Data for this exercise:

PR #2003, opened 2026-07-17
feat(zkc): dedicated FieldCast instruction for 𝔽↔uint conversions

gbotrel:
Register splitting passed `FieldArith` through verbatim, so a split wide-uint operand feeding a local field op kept stale register ids:

```
z = (x:u32 as 𝔽) + y   →   fadd y = x'1⊕x'0   // wrong target; x's limbs added as field elements
```

Introduce a dedicated `FieldCast` bytecode as the sole 𝔽↔uint bridge. Every other bytecode is now purely uint or (field arithmetic) purely native, so splitting `FieldArith` is just an id remap:

```
cast $5 = x'0::x'1
fadd z = $5⊕y
```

Task description: Look through the data above for the word "fadd". Report each line where it occurs.

Solution for this task:
z = (x:u32 as 𝔽) + y   →   fadd y = x'1⊕x'0   // wrong target; x's limbs added as field elements
fadd z = $5⊕y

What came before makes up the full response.